In June 1942, Mrs. Henderson was part of an "exchange of nationals" prisoner release that saw ten Canadian women released from German jails. Six were from the Zimzam. (Another Manitoba woman released in the exchange was Dr. Isabella McTavish of Newdale, Manitoba.)

The capture of the Zimzam was international news and Mrs. Henderson, who returned home to live with her parents for a year or so after her release, related her ordeal at numerous speaking engagements.


As for Dr. Henderson, he was transferred to different facilities over the years. He escaped from a prison camp at Belfort, France with 15 other men in January 1943 and they managed to cross the border into Switzerland.

According to Henderson, conditions in the refugee camp they were placed in were as bad as the prison camp as Switzerland, being a non-noncombatant, did not have the Red Cross on its soil to provide care packages and other services. It wasn't until he was recruited to be a doctor for some wounded British soldiers that his conditions improved somewhat.

When the border into France reopened in October 1944, the British left and he went with them.

Dr. Henderson had reached Montreal by late November. Mrs. Henderson, who was continuing her medical studies in the U.S., went to meet him there.

John Edelson
March 9, 1942, Winnipeg Tribune

One of the men whose name came up in several daily war lists issued from Ottawa was John Edelson of 503 Newman Street.

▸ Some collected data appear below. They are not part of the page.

PR #1218, opened 2017-01-31
Fix accessing nil hs.application:name

aldur:
I noticed that after the `hs.spotlight` addition I was getting some tracebacks in the console related to `hs.application.find` and an attempt to address a nil variable (sorry, I recompiled HS and did not copy the logs).

After a bit of digging I found the culprit: `hs.application:name` seems to be nil in some cases, and this PR should fix the issue.

On a broader note: is `hs.application:name` allowed to be nil by definition? Is this an issue rooted elsewhere?
Pinging @asmagill for this one.

### DIFF
--- a/extensions/application/init.lua
+++ b/extensions/application/init.lua
@@ -148,8 +148,12 @@ function application.find(hint,exact)
   else for _,a in ipairs(apps) do local aname=a:name() if aname and aname:lower():find(hint:lower()) then r[#r+1]=a end end end
 
   if spotlightEnabled then
-      for i, v in ipairs(table.pack(realNameFor(hint, exact))) do
-          for _, a in ipairs(apps) do if v:lower() == a:name():lower() then r[#r+1]=a end end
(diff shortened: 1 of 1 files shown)


asmagill:
I'd be interested in knowing what application returns `nil` for the name, but looking at the underlying objective-c method which returns the name, `[NSRunningApplication localizedName]`, there is no prohibition in the documentation or header file about its return value being non-null, so... without more info I can't say whether this is "normal" acceptable behavior or indicative of something else.

I did once notice the spotlight code generating a lot of nil results when I had to kill an `mds` process to unmount a network share, but haven't had a chance to recreate the situation to figure out exactly what was going on.  Not sure if this is related, but thought I'd put it out there in case anyone has any ideas.

The code change looks good to me.

aldur:
@asmagill Yes, I was interested into finding it out too, but `hs.inspect` did not reveal anything interesting. As for the reproducibility: it happened to me a few times over the day, so if you any ideas on the "how" I can dig deeper.

Issue #1210, opened 2017-01-24
Regression in function hs.wifi.watcher in 0.9.52


lavir:
The Hammerspoon v.0.9.52 cannot init the hs.wifi.watcher

Message from MacOS (10.11.6) logs:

Edelson was born in 1917 and grew up on Newman Street with his parents, Maurice and Margaret, and two siblings. He attended Wolseley, Isaac Brock and Gordon Bell schools. He joined the Dominion Bank as a clerk in 1935 and was a member of the Winnipeg Canoe Club.

Edelson was single and still living at home when he enlisted with the R.C.A.F. in 1941. He attended No. 7 Bombing and Gunnery School near Dauphin and received is air observer badge in December 1941.

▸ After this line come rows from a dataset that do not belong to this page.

PR #1249, opened 2017-03-07
Enable scrolling with Ctrl-P/N/V and PageUp/PageDown in chooser

knu:
Adding these shortcuts allows you to move through choices using the keyboard even more easily.

### DIFF
--- a/extensions/chooser/HSChooser.m
+++ b/extensions/chooser/HSChooser.m
@@ -100,6 +100,12 @@
 
     [self addShortcut:@"Up" keyCode:NSUpArrowFunctionKey mods:NSFunctionKeyMask|NSNumericPadKeyMask handler:^{ [_self selectPreviousChoice]; }];
     [self addShortcut:@"Down" keyCode:NSDownArrowFunctionKey mods:NSFunctionKeyMask|NSNumericPadKeyMask handler:^{ [_self selectNextChoice]; }];
+    [self addShortcut:@"p" keyCode:-1 mods:NSControlKeyMask handler:^{ [_self selectPreviousChoice]; }];
+    [self addShortcut:@"n" keyCode:-1 mods:NSControlKeyMask handler:^{ [_self selectNextChoice]; }];
+
+    [self addShortcut:@"PageUp" keyCode:NSPageUpFunctionKey mods:NSFunctionKeyMask handler:^{ [_self selectPreviousPage]; }];
+    [self addShortcut:@"PageDown" keyCode:NSPageDownFunctionKey mods:NSFunctionKeyMask handler:^{ [_self selectNextPage]; }];
+    [self addShortcut:@"v" keyCode:-1 mods:NSControlKeyMask handler:^{ [_self selectNextPage]; }];
 }
 
 - (void)windowDidResignKey:(NSNotification *)notification {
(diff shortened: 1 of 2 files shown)


asmagill:
In the interests of parity, what is the opposite to Ctrl-V (in emacs, right?)?

Otherwise, I don't see a problem with adding this.  @cmsj?

knu:
@asmagill It's Meta+V in Emacs, but conflicts with the key for pasting (⌘V).  My personal experience tells that you don't need scroll back as much as you need to scroll forward, so I added it.  Maybe it should be assigned to something else (like Ctrl+Shift+V), or it could be just dropped for consistency.

asmagill:
Agree with not changing ⌘V, and in theory Alt-V could be something someone might want to search for in the text (Alt-V == √)

I'm ok with Ctrl-Shift-V or leaving it off entirely, which ever you think would be most obvious/expected by users.  I don't think Ctrl-V needs to be removed, though... while I couldn't remember the page-back key sequence for Emacs, I (and I assume many like me) will know ctrl-v and try it, so...

The other approach might be to add the ability to add/remove hotkeys and then leave a few defaults but let each user setup the rest the way they like.  But that's probably a bit more than you intended with this pull and can be added later if someone doesn't like or wants to change these.

latenitefilms:
Awesome work @knu - the page up/down shortcuts are a great idea, that'll come in very handy! Thank you!!

For what it's worth, I agree with @asmagill that it would be great if `hs.chooser` had some default shortcut keys built-in, but they could be customised or disabled if required. My thought with Hammerspoon is that things like shortcuts keys should never be forcefully "baked in". Ideally you should always be able to change things like this using Lua, as opposed to having to re-compile Hammerspoon yourself.

knu:
@asmagill @latenitefilms Thank you for sharing your thoughts.  Actually the shortcut keys added by this PR are meant to be part of the reasonable built-in default bindings.

Seems the UI is already customizable by Hammerspoon itself, by adding hotkeys for the chooser right before calling `chooser:show()` and disabling them in `completionFn`.  However, I've found one problem; you can call `chooser:selectedRow(row)` to move the selection, but the scroll position does not follow even if the selection moves out of the visible area.  So, once it is fixed and a callback for adding hotkeys is added (maybe `showCallback` or something) you can say with confidence that key bindings are fully customizable.

cmsj:
knu: if the list isn't scrolling to selected rows, that's a bug. Would you mind filing an issue for that?

knu:
@cmsj I added a commit to fix it.

Here's an example configuration for reproduction.  The following code enables a hotkey Cmd+Ctrl+[.] that opens a chooser to input the selected text to the frontmost window, in which you can navigate between choices up and down using Ctrl+[.]/[,].  You can see hs.chooser:selectedRow(row) does not update the scroll position even if the new selection is out of visible area.
```lua
function withRepeat(fn)
  return fn, nil, fn
end

do
  local choices = {}
  for i = 1,20 do
    table.insert(choices, { text = "choice"..i })
  end
  local hotkeys, window
  local chooser = hs.chooser.new(function (choice)
      hs.fnutils.each(hotkeys, function (hotkey) hotkey:disable() end)
      window:focus()
      if choice then
        hs.eventtap.keyStrokes(choice.text)
      end
  end)
  chooser:searchSubText(true)
  chooser:choices(choices)

  hotkeys = {
    hs.hotkey.new({"ctrl"}, ",", withRepeat(function ()
          local row = chooser:selectedRow()
          if row >= #choices then
            chooser:selectedRow(1)
          else
            chooser:selectedRow(row + 1)
          end          
    end)),
    hs.hotkey.new({"ctrl"}, ".", withRepeat(function ()
          local row = chooser:selectedRow()
          if row <= 1 then
            chooser:selectedRow(#choices)
          else
            chooser:selectedRow(row - 1)
          end          
    end)),
  }

  hs.hotkey.bind({"cmd", "ctrl"}, ".", function ()
      window = hs.window.focusedWindow()
      hs.fnutils.each(hotkeys, function (hotkey) hotkey:enable() end)
      chooser:show()
  end)
end
```

knu:
I've filed #1264 which makes it easier for user to customize key bindings in the chooser UI.

cmsj:
thanks :)

PR #1251, opened 2017-03-09
Adopt new Vox Applescript dictionary (fixes #1250)

### LINKED ISSUE #1250: Vox now uses `player state` instead of `playerState`
Seems like new versions of Vox use `player state` instead of `playerState`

His parents notified the Winnipeg Tribune in early March 1942 that Sgt. Observer Edelson had arrived safely overseas.

February 12, 1943, Winnipeg Free Press

On January 17, 1943, Edelson appeared on the daily war list as “missing in action” after his plane was shot down on a bombing mission over Berlin. It wasn’t until a month later that he was noted as “previously reported as missing, now prisoner of war” section. It turns out that a German spotlight tracked his parachute as he came down to earth and was captured. The International Red Cross found him at a German POW camp and notified Canadian authorities.

The Edelsons likely found comfort with members of the Neighbours Club, particularly with the Boyds at number 500. Of their three sons who were serving, Robert S. Boyd, was being held prisoner in Hong Kong. Margaret Edelson also became the vice president of the Winnipeg branch of the POW Relatives’ Association.

May 25, 1945, Winnipeg Free Press

On the daily war list of May 4, 1945, Edelson was reported as "Previously Prisoner, Now Safe in U.K.". He was one of 130 R.C.A.F. prisoners of war repatriated from their German prison camp.

Edelson returned to Winnipeg and began working for Stephen's Paint and married Lois. According to his obituary, he was transferred to their Calgary office in 1954 before going on to have a career with Investors.

John Edelson died at Calgary in January 2011 at the age of 94.

Robert S. Boyd of 500 Newman Street also survived his time in a Japanese POW camp.